They say an understanding of colour is a fundamental part of dressing well. It basically brings the difference between trying on dozens of different pieces of clothing and wondering if they are going to blend with your wardrobe back home and picking one well-suited piece with confidence.
You will find that most male stores are guided by the blues, whites , the navies and the grays, otherwise known as the ‘staples’. So where exactly did the colors go? We are not against the idea of the neutrals but what separates a well-dressed man is the ability to build off those neutral bases,
rather than simply wearing them day in and day out. Most men nowadays tend to be clueless whenever someone starts talking about hues and shades, not realizing that combining colors tastefully is one of the hallmarks of the truly well-dressed man.
Before the white colonialists, set foot in the savanna plains, Africans were largely flamboyant in their fashion. With generous accessorising and ardent bold embellishments, we were largely not apologetic about our identity. Enter the colonialists in the late 1800’s. Their beige khaki shorts and white shirts overtime seemed more fashionable than our own traditional attire.
Dressing well for Africans back in the day involved proper conduct and elegant style, which included appropriate apparel, cosmetics, and coiffure along with magnificent carriage, graceful movement, fastidious toilette, and immaculate garments, which all incorporated bold colour.

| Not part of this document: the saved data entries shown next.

PR #932, opened 2024-10-24
Utility updates

Huulivoide:
### Add helper utils to deal with numbered enums.
Number based Typescript enum definitions contain a reverse mapping of
the enum on the runtime object, making regular Object methods hard to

The wide range of color and style in African dress, headdress, and footwear reflected the reality that covering and adorning the body was used to provide both aesthetic and social information about an individual or a group. The Maasai mode of dressing for example has been one whereby colour is prominent. In fact the idea of colour has been really emphasized in the Maasai culture that according to them,even God manifests Himself in the form of colour, according to an article read on www.exploringafrica.com. Moving on to the Samburu culture, their distinctive feature is the amount of jewellery, especially colourful multi-beaded bracelets, anklets and necklaces won by both men and women.
The Samburu Mark
Color therefore, has been the African mark for a very long time, until we had to comply with what was deemed as professional and corporate during the colonial era. Our forefathers matched it up from top to bottom and not surprisingly the more the color you had, the higher the status you were ascribed.
If you’ve never won color, now could be the time. However, avoid mixing color like you are a five year old, with access to six buckets of paint and no parental supervision. You don’t want to look too enthusiastic or clueless. The confident swag of the Samburu as they drape themselves in embellished shukhas should & act as a guide.
“Kenya’s current challenges can largely be traced to a lack of assertiveness as far as our culture is concerned. We can go so far as to say, we may have a crisis of identity. If we simply appreciated more of what we have or who we are then our confidence would propel us to greater heights.” says Sam Omindo, Creative Director of Genteel.